Task item: Determine the count of lines containing "like" in the entries below and return only that figure.

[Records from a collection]

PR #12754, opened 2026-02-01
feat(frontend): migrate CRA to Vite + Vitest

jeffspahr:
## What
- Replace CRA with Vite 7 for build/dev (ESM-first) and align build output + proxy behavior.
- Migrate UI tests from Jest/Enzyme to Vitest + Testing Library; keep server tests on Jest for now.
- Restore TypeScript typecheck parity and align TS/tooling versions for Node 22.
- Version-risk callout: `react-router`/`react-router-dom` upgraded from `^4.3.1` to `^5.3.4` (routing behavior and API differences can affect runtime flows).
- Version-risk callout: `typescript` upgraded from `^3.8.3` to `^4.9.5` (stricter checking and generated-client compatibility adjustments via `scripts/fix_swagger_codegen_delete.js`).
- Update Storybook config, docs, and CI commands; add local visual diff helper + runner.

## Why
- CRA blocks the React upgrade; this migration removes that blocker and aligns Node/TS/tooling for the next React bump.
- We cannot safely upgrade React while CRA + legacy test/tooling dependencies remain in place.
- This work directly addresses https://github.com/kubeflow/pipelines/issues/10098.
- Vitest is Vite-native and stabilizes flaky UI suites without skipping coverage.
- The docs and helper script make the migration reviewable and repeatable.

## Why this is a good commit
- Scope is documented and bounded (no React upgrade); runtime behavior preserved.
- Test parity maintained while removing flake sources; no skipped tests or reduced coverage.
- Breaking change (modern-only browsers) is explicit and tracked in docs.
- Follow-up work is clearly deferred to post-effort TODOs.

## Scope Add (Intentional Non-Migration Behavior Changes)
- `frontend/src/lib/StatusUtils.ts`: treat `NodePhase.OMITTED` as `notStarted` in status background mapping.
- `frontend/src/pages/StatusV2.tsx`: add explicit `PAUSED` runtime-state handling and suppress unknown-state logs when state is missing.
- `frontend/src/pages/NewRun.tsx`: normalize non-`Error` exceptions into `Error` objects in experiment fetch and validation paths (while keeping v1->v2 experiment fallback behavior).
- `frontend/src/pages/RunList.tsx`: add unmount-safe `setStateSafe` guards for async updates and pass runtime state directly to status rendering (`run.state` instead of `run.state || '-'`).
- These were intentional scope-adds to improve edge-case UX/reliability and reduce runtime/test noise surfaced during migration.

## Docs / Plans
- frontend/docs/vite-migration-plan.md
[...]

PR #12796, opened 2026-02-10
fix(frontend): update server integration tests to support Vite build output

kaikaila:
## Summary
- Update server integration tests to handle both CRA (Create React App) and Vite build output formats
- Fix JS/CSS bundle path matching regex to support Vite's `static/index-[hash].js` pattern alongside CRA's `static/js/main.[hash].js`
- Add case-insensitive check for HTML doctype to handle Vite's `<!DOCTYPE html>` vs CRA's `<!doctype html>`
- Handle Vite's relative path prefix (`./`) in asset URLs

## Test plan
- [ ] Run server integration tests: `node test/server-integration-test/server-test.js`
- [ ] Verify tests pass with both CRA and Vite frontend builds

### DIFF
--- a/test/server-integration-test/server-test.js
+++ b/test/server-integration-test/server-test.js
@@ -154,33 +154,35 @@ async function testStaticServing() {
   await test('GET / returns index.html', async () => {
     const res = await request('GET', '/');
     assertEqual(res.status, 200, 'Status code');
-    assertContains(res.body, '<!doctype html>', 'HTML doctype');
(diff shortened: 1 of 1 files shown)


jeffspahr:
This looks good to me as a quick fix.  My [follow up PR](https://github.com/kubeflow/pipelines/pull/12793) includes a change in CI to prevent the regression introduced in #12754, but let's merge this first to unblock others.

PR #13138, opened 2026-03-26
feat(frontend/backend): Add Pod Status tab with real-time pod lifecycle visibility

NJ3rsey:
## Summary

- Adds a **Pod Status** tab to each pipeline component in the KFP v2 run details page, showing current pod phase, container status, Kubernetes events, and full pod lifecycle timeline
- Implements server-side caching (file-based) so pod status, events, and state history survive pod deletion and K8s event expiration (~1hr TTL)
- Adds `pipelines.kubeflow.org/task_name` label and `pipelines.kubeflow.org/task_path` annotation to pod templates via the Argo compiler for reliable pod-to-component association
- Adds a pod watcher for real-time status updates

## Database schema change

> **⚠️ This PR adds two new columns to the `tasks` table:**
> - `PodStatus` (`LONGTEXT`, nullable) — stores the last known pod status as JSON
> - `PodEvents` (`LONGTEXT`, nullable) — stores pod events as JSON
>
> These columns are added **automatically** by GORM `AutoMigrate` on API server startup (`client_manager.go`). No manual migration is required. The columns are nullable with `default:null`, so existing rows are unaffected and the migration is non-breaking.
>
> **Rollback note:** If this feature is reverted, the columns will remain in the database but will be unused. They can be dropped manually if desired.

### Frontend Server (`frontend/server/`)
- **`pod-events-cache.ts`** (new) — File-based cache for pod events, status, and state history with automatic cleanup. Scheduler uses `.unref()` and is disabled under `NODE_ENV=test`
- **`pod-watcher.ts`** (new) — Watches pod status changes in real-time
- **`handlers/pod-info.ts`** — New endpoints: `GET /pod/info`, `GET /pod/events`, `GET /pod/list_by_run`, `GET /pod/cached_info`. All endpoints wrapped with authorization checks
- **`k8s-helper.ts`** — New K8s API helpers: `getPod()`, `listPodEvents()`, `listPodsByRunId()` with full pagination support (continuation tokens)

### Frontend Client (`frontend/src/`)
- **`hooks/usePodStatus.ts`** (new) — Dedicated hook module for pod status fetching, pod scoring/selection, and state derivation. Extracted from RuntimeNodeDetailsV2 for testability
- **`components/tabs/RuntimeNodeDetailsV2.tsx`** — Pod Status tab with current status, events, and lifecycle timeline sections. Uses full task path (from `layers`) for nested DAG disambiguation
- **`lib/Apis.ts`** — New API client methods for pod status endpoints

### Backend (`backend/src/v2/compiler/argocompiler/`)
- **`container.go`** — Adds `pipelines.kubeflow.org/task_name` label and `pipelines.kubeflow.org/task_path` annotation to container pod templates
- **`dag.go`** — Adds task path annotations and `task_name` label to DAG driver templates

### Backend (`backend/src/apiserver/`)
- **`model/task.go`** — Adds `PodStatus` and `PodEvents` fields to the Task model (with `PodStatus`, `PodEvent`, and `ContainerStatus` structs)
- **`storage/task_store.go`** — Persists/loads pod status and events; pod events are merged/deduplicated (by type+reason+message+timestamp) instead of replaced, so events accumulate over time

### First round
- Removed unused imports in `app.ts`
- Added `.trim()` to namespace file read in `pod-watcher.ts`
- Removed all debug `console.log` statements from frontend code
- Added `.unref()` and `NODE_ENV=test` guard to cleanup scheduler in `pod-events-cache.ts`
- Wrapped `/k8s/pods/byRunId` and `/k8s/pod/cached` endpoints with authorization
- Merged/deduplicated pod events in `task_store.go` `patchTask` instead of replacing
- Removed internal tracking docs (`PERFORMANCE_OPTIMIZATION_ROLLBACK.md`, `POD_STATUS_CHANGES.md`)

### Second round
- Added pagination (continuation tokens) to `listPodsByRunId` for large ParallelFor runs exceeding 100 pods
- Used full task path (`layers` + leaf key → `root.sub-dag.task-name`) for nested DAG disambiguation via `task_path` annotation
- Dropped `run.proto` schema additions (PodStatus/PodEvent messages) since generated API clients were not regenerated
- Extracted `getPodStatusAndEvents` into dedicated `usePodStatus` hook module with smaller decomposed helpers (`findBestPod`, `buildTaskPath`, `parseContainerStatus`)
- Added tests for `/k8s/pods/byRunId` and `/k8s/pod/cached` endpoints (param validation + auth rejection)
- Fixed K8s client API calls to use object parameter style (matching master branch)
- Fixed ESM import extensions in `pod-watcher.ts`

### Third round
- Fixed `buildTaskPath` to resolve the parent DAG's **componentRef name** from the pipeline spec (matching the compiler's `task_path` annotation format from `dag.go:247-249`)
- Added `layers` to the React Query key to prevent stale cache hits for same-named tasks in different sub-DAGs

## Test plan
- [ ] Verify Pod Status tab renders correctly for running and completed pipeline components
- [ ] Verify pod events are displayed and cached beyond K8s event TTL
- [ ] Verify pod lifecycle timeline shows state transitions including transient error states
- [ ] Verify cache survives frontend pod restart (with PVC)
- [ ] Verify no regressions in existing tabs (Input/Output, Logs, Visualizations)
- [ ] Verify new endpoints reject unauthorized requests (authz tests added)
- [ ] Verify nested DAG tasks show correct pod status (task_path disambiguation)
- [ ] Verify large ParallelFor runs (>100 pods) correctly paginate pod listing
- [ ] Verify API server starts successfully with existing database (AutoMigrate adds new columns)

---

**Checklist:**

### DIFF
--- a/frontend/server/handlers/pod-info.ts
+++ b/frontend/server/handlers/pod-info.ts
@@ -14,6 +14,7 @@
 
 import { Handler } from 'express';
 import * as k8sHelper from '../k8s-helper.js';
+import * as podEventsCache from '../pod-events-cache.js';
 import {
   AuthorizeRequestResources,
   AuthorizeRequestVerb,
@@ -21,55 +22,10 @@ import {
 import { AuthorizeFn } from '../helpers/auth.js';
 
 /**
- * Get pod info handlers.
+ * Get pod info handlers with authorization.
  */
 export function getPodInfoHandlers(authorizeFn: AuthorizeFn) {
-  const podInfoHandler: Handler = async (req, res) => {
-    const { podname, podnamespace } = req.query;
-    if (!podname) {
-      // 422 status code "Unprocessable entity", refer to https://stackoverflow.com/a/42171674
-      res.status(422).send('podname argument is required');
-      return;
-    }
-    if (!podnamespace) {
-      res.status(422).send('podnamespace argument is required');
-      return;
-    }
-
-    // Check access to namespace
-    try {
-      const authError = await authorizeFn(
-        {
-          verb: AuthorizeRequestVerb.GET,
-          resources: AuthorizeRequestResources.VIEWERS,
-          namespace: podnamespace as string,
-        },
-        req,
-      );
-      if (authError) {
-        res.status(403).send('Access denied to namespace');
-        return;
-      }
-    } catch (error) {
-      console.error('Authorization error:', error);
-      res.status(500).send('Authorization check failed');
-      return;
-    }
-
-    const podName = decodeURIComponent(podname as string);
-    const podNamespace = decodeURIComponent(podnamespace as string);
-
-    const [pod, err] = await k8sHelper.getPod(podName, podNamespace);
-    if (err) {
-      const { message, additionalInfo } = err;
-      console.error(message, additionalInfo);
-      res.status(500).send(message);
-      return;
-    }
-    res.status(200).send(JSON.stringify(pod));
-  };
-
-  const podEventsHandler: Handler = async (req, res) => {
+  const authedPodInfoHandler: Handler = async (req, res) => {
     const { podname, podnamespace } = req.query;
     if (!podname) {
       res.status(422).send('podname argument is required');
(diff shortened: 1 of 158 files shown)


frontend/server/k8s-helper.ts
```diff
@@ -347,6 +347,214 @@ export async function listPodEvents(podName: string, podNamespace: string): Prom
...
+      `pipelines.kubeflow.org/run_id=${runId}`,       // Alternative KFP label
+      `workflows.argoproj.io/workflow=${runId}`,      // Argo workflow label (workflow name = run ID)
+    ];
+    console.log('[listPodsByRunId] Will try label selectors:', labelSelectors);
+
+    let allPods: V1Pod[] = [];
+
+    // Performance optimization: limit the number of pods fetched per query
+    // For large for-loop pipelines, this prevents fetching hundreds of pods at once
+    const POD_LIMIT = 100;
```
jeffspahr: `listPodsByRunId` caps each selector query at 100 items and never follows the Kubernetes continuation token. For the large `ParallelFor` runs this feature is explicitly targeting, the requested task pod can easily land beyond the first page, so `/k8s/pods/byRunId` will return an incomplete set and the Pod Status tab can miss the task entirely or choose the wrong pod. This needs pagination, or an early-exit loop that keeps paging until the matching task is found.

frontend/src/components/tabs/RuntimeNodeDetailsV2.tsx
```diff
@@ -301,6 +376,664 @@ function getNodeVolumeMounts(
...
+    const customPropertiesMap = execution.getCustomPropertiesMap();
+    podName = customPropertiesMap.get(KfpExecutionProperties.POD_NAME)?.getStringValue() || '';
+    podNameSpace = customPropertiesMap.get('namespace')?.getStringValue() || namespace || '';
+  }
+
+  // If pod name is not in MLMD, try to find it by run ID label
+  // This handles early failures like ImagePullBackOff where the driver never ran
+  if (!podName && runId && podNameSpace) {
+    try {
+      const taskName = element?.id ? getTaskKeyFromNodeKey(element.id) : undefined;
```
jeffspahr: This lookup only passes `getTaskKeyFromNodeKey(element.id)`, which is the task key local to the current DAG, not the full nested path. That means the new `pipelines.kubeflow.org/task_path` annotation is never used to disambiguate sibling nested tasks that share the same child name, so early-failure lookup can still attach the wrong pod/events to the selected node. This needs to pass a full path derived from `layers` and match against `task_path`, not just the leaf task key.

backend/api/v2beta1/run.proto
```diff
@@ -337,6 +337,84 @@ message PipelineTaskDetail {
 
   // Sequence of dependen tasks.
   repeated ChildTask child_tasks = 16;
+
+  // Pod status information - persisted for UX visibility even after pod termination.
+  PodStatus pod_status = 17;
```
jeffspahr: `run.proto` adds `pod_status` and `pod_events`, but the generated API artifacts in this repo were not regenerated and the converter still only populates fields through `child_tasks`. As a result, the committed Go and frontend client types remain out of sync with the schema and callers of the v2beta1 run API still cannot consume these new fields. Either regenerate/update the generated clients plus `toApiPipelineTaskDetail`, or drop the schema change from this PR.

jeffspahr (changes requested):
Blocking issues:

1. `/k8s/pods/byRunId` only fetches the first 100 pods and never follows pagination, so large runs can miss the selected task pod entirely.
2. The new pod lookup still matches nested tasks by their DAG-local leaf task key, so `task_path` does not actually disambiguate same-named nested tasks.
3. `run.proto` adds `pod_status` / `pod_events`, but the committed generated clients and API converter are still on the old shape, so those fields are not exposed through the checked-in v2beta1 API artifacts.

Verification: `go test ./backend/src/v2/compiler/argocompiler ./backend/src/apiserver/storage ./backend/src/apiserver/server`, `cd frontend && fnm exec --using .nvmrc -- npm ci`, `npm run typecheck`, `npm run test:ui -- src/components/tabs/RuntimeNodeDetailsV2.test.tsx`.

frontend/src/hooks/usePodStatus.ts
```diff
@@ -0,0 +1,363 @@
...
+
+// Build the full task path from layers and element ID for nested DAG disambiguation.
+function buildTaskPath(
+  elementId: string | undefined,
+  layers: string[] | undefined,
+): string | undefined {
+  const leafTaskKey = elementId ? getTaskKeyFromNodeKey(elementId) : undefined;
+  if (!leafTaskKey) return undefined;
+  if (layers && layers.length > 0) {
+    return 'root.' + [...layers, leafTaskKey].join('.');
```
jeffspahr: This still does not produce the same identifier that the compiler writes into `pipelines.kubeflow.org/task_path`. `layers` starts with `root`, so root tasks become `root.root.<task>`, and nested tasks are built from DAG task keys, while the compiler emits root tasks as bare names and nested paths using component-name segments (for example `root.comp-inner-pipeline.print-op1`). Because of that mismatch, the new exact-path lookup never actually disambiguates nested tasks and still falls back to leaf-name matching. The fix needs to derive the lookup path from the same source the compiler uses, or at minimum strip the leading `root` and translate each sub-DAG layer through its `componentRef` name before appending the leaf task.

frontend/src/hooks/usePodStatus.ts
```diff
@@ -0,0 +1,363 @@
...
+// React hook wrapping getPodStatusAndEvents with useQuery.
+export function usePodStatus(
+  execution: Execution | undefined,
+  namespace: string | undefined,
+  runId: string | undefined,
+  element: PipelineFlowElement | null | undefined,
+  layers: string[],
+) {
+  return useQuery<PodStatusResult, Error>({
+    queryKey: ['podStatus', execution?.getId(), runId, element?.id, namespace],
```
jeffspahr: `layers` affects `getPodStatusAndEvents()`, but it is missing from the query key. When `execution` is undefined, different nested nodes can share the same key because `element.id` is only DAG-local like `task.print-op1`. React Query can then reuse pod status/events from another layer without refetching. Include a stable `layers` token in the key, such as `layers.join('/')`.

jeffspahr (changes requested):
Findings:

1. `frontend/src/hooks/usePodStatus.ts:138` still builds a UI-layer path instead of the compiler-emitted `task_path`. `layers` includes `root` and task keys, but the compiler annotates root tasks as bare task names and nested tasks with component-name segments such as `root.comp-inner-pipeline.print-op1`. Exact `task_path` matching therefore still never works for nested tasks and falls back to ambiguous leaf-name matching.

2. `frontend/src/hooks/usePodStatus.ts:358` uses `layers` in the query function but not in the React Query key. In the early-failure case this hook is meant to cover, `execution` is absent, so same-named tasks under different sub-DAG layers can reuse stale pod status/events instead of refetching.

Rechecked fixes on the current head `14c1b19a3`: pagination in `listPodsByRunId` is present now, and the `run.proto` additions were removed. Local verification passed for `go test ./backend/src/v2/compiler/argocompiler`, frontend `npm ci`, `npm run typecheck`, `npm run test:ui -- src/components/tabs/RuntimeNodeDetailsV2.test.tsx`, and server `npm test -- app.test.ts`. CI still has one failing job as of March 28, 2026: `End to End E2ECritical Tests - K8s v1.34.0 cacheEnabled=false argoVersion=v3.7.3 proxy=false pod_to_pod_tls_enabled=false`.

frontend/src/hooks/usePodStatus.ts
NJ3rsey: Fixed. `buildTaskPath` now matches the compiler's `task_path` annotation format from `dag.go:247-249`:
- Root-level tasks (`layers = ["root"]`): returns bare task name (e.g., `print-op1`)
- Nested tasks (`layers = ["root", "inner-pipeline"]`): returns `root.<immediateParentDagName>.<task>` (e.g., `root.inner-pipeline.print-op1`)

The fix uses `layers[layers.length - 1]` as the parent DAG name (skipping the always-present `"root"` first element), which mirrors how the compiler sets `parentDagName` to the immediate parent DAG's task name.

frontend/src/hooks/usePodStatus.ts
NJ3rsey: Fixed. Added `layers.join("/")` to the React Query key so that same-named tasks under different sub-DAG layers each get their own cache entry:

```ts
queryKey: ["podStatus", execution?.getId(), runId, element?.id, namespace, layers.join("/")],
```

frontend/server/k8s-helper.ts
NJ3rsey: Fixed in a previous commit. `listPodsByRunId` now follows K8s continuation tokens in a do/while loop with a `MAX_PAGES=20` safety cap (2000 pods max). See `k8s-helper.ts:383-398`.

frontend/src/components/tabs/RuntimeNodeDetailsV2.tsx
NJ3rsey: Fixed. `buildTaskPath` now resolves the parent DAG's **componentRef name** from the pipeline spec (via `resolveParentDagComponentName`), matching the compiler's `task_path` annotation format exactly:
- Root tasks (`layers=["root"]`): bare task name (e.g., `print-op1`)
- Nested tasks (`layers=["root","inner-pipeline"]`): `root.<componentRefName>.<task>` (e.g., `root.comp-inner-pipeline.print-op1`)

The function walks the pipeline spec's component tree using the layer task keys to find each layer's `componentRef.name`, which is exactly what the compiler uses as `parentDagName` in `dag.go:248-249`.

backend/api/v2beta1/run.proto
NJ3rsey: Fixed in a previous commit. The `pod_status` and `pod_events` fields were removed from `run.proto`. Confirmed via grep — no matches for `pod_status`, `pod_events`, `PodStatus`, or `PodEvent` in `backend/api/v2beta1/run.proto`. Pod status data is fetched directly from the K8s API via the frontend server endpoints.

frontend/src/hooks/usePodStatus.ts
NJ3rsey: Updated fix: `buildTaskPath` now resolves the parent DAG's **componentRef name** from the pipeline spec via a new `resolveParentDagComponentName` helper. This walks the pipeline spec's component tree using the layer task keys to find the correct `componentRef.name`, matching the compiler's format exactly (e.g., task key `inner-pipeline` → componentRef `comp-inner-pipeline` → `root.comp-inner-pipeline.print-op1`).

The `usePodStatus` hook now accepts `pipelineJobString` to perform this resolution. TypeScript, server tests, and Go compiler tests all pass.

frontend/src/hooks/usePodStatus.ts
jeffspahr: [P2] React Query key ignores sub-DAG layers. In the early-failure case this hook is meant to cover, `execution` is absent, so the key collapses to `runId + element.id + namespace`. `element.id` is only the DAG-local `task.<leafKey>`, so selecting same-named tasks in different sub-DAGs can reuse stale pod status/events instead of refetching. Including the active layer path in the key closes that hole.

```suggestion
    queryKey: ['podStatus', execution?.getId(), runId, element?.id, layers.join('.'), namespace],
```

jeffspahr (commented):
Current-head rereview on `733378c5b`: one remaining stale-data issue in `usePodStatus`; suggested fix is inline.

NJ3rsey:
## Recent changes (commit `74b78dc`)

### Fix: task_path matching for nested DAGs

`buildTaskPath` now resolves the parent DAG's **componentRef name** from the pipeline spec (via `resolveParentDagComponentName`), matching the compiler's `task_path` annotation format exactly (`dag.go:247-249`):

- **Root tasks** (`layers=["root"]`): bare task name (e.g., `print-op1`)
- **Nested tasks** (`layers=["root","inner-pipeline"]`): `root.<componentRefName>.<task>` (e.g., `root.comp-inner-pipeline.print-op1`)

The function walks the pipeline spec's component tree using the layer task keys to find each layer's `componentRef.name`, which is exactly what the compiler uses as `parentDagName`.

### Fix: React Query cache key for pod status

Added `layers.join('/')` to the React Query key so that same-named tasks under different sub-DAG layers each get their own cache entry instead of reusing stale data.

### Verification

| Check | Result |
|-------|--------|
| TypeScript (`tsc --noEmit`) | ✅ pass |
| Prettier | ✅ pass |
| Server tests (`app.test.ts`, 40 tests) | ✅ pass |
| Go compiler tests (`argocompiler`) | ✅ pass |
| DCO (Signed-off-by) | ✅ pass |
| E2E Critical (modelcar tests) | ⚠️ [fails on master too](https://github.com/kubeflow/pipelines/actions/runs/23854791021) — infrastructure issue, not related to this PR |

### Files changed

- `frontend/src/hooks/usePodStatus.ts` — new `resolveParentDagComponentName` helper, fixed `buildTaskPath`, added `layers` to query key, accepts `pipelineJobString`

Exercise solution: 2